▶ [What is being asked]:
Search the data below for the word "interface" and report how many lines contain it. Nothing but the number is needed.
/---
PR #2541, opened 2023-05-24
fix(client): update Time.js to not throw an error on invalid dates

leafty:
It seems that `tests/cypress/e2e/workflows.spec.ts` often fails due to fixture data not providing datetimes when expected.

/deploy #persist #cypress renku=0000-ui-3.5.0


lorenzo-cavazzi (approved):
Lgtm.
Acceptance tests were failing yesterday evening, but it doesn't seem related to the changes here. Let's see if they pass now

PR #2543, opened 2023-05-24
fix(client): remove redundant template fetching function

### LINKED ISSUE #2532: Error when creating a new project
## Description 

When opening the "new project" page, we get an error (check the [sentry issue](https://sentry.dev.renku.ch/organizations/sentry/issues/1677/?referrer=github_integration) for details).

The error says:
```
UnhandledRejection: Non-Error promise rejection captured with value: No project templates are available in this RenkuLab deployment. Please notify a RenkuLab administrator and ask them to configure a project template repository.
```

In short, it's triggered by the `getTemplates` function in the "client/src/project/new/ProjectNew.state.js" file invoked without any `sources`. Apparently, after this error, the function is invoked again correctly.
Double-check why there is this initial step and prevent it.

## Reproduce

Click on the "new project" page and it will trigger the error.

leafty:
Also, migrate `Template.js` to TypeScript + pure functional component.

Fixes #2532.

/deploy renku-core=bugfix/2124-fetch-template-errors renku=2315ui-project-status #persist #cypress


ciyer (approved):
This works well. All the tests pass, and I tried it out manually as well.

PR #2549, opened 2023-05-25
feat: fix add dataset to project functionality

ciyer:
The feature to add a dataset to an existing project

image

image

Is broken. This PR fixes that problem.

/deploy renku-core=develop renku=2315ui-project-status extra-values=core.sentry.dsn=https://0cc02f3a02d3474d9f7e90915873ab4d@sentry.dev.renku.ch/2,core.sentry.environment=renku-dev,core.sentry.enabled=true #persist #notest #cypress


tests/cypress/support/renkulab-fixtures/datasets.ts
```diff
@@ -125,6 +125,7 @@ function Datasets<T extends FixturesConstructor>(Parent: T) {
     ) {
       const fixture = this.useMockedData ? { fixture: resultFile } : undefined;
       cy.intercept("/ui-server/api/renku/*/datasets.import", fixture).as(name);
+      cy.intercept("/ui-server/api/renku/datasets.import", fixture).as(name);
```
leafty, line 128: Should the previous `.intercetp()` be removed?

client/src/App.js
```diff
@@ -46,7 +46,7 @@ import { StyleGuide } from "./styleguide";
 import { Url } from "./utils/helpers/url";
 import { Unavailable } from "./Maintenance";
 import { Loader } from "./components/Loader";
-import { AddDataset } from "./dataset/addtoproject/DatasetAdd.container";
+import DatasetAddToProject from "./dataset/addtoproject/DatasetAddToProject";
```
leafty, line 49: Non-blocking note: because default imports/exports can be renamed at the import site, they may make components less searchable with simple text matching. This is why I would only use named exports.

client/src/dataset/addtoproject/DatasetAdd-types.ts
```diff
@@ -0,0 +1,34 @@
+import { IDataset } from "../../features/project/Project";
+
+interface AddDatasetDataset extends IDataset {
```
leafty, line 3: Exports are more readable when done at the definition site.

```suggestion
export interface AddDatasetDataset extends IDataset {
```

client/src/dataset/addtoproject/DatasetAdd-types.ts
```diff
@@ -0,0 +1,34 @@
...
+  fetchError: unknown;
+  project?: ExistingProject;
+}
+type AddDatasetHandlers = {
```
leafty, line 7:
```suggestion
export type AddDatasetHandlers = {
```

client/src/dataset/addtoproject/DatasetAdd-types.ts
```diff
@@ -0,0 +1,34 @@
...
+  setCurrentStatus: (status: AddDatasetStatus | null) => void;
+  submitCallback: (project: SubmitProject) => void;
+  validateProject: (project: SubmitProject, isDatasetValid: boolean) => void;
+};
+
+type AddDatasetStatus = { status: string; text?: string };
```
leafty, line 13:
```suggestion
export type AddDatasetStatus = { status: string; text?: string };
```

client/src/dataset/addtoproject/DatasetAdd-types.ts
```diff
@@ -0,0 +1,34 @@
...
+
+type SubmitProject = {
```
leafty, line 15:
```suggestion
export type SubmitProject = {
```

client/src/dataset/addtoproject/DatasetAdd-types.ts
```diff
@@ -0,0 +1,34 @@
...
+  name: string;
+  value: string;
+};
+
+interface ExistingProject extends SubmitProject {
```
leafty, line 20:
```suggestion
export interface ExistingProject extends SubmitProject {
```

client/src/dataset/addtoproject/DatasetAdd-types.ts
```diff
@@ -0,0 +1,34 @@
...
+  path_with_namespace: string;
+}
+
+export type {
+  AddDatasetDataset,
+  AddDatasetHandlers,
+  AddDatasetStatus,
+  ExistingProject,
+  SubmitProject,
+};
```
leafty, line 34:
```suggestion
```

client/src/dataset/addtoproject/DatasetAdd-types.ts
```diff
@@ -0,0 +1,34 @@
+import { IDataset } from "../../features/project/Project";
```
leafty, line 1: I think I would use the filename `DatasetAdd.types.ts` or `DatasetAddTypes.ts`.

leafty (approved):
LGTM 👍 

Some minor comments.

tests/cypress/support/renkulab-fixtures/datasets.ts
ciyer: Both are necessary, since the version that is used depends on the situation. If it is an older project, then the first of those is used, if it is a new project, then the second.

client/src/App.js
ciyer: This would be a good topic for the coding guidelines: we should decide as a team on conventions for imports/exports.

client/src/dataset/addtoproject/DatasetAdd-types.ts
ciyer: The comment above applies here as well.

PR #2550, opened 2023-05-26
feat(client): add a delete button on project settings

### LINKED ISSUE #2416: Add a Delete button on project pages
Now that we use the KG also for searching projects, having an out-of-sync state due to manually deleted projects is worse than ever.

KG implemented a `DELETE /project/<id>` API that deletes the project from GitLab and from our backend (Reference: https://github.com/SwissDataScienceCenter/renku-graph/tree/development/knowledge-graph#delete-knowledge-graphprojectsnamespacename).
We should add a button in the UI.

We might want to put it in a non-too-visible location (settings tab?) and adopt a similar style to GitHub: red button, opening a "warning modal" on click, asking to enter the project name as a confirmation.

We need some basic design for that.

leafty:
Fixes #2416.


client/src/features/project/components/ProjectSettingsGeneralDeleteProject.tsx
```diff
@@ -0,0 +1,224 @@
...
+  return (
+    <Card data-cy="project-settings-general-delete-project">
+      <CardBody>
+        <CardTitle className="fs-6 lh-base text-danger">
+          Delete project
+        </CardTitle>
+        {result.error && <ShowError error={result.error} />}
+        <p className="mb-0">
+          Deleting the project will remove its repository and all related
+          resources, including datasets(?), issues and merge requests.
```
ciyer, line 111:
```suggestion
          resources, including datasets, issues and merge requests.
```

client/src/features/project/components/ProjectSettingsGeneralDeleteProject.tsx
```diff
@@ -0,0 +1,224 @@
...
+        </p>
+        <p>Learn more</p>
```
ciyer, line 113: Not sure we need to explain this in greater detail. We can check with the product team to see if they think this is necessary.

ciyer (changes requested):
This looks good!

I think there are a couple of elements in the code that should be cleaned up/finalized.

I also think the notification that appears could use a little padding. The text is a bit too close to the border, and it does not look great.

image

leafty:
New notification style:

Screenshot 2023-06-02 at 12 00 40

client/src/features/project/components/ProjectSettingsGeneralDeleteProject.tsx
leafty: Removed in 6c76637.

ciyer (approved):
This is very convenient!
\---
▶ [Solved problem]:
4